[Source records]
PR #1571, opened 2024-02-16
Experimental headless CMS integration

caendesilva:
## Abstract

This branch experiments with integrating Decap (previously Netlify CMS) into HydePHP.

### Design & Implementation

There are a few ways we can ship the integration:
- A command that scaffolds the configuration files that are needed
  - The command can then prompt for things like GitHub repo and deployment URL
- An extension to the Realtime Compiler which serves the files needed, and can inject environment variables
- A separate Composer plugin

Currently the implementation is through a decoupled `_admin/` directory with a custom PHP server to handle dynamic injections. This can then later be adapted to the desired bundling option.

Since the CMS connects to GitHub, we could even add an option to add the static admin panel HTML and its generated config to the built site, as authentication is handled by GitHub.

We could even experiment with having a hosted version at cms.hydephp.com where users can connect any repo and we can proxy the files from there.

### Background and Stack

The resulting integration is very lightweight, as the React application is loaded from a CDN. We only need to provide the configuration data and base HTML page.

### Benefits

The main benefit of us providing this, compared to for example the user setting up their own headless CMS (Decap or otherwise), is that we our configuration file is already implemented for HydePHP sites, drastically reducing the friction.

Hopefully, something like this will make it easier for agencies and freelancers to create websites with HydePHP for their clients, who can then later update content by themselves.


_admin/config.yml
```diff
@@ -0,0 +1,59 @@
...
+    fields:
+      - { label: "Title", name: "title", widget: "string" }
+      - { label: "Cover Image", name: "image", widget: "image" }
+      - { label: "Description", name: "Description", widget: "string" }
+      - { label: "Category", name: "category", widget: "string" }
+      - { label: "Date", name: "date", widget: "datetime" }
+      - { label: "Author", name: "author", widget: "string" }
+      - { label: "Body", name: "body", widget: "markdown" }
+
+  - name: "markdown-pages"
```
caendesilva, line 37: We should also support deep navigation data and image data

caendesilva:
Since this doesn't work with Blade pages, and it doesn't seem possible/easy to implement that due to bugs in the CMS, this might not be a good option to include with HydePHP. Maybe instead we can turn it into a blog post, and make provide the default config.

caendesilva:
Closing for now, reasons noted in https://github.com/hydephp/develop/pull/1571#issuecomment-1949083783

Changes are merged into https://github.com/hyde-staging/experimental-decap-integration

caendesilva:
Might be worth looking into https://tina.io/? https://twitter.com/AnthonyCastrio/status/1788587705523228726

* WHAT TO WORK ON:
Among the lines above, which hold the word "could"? Report each one.

* EXERCISE RESPONSE:
Since the CMS connects to GitHub, we could even add an option to add the static admin panel HTML and its generated config to the built site, as authentication is handled by GitHub.
We could even experiment with having a hosted version at cms.hydephp.com where users can connect any repo and we can proxy the files from there.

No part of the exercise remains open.